### ENTRIES PROVIDED
---------------
PR #1218, opened 2019-01-07
Sync from Emacs 2018-03-15

shaleh:
The conflicts were in the docs mostly.
The C code is preparing for bignum support but it is mostly in our ported
code and we already call it `fixnum`.


nickdrozd:
Looks like this was squashed in rather than merged.

shaleh:
Yeah, I wish I had a way to stop me from doing that. GitHub remembers what I did last. It is almost always what I want. Grrrrr.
---------------
### TO DO
Every record, from the first to the last, should be transcribed exactly.

### ANSWER TO THIS TASK
PR #1218, opened 2019-01-07
Sync from Emacs 2018-03-15

shaleh:
The conflicts were in the docs mostly.
The C code is preparing for bignum support but it is mostly in our ported
code and we already call it `fixnum`.


nickdrozd:
Looks like this was squashed in rather than merged.

shaleh:
Yeah, I wish I had a way to stop me from doing that. GitHub remembers what I did last. It is almost always what I want. Grrrrr.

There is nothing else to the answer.